* [EXERCISE INPUTS]

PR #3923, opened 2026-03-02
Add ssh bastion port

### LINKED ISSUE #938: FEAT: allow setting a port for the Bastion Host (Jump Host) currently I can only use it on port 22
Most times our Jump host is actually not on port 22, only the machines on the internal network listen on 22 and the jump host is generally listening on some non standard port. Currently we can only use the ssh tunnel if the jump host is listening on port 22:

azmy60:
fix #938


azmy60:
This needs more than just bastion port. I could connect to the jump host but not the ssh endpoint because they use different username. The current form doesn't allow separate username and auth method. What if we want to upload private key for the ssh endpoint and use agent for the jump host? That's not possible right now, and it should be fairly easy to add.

...

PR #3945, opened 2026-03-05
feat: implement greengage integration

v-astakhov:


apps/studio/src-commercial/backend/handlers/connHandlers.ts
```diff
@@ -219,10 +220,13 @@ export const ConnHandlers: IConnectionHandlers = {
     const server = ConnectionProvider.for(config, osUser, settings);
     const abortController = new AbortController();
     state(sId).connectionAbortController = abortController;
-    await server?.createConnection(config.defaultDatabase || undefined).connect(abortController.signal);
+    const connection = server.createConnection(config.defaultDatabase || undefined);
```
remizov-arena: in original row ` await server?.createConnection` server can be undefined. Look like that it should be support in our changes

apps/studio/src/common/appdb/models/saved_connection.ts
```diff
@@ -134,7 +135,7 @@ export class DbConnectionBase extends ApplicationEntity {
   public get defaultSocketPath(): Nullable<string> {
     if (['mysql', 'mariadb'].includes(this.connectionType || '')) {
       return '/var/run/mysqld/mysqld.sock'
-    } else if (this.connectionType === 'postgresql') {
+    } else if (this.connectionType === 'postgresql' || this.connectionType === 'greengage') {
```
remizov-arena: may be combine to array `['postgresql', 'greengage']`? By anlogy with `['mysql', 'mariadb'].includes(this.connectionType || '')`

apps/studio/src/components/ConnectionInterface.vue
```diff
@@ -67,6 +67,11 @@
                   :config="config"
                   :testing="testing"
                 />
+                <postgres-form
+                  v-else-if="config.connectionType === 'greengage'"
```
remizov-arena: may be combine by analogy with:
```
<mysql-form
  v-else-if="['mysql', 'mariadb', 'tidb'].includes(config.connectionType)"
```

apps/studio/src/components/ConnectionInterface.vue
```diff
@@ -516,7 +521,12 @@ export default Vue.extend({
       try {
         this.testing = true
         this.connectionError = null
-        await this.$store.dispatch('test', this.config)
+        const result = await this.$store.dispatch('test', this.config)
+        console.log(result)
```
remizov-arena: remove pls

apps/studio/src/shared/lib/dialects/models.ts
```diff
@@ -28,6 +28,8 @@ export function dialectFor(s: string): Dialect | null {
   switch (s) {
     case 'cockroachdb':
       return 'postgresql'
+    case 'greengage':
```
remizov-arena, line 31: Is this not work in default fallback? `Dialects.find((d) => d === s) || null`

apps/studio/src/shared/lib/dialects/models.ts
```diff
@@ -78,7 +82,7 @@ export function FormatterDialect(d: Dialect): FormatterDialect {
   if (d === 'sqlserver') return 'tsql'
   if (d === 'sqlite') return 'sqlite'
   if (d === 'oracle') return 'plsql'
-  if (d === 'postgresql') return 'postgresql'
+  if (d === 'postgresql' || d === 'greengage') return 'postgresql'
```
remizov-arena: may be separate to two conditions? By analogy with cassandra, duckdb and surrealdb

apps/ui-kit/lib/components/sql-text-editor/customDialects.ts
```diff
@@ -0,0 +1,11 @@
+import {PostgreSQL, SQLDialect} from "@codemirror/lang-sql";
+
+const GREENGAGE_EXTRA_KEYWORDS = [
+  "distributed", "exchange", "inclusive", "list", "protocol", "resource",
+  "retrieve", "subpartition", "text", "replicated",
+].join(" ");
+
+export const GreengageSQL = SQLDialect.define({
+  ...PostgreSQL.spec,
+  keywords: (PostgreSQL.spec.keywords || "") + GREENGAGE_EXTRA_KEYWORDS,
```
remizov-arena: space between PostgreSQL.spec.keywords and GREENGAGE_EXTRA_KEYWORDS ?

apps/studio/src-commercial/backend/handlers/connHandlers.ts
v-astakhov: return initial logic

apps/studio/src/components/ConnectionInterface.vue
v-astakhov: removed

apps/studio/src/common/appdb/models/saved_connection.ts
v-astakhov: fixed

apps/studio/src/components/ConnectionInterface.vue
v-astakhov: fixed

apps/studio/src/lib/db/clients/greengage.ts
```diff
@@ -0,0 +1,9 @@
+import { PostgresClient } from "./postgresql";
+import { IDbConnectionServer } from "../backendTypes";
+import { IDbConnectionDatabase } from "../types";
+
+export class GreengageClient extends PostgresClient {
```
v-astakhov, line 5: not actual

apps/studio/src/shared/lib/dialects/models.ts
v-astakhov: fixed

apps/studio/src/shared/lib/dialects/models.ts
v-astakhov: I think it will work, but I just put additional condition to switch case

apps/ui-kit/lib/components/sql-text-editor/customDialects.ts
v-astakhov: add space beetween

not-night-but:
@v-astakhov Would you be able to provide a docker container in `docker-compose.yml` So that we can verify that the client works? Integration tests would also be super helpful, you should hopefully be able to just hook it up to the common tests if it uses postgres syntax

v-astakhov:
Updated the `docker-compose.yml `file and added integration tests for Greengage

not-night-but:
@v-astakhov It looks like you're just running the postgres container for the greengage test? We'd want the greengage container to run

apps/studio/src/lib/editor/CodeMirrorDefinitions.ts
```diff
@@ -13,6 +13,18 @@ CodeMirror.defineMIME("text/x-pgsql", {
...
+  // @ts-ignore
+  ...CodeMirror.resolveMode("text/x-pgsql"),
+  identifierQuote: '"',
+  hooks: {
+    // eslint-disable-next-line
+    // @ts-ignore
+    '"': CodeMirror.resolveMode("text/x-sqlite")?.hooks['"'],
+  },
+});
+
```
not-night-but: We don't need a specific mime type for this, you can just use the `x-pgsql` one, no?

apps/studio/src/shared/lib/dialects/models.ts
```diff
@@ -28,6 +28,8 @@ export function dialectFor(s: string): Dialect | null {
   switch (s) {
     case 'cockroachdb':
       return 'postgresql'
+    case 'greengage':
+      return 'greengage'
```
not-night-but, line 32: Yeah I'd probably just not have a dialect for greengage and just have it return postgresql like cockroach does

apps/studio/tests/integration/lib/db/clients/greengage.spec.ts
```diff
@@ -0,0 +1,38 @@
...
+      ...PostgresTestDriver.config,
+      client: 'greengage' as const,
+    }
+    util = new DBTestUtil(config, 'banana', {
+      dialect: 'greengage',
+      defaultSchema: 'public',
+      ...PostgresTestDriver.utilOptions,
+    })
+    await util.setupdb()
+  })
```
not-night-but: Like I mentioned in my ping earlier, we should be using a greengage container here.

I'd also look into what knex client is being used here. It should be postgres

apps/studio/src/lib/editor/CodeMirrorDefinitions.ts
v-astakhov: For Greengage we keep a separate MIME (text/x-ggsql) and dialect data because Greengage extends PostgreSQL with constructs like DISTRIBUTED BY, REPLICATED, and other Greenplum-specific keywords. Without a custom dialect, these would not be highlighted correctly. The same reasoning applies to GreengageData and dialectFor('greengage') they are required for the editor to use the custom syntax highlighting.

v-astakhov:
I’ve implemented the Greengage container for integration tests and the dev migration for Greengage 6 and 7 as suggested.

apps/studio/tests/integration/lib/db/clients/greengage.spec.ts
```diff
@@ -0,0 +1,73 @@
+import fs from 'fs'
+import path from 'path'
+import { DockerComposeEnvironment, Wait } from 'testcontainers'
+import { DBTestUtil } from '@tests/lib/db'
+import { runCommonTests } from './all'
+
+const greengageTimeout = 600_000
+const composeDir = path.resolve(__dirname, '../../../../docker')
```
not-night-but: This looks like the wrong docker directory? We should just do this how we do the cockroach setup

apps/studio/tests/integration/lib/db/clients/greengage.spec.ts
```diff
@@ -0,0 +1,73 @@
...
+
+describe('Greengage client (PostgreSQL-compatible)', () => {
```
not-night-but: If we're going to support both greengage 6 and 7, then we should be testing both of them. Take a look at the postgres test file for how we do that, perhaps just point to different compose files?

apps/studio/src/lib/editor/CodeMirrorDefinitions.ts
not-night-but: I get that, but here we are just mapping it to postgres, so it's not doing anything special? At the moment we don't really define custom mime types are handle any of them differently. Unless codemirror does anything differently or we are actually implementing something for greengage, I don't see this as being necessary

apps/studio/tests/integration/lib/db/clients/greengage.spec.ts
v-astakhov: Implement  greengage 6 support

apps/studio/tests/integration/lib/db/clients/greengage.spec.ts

* [YOUR TASK] Would you please copy exactly the part of the entries above that begins at the line containing "I'd also look" and ends at the line containing "not-night-but: If we're", both lines included?

* [YOUR SOLUTION]
I'd also look into what knex client is being used here. It should be postgres

apps/studio/src/lib/editor/CodeMirrorDefinitions.ts
v-astakhov: For Greengage we keep a separate MIME (text/x-ggsql) and dialect data because Greengage extends PostgreSQL with constructs like DISTRIBUTED BY, REPLICATED, and other Greenplum-specific keywords. Without a custom dialect, these would not be highlighted correctly. The same reasoning applies to GreengageData and dialectFor('greengage') they are required for the editor to use the custom syntax highlighting.

v-astakhov:
I’ve implemented the Greengage container for integration tests and the dev migration for Greengage 6 and 7 as suggested.

apps/studio/tests/integration/lib/db/clients/greengage.spec.ts
```diff
@@ -0,0 +1,73 @@
+import fs from 'fs'
+import path from 'path'
+import { DockerComposeEnvironment, Wait } from 'testcontainers'
+import { DBTestUtil } from '@tests/lib/db'
+import { runCommonTests } from './all'
+
+const greengageTimeout = 600_000
+const composeDir = path.resolve(__dirname, '../../../../docker')
```
not-night-but: This looks like the wrong docker directory? We should just do this how we do the cockroach setup

apps/studio/tests/integration/lib/db/clients/greengage.spec.ts
```diff
@@ -0,0 +1,73 @@
...
+
+describe('Greengage client (PostgreSQL-compatible)', () => {
```
not-night-but: If we're going to support both greengage 6 and 7, then we should be testing both of them. Take a look at the postgres test file for how we do that, perhaps just point to different compose files?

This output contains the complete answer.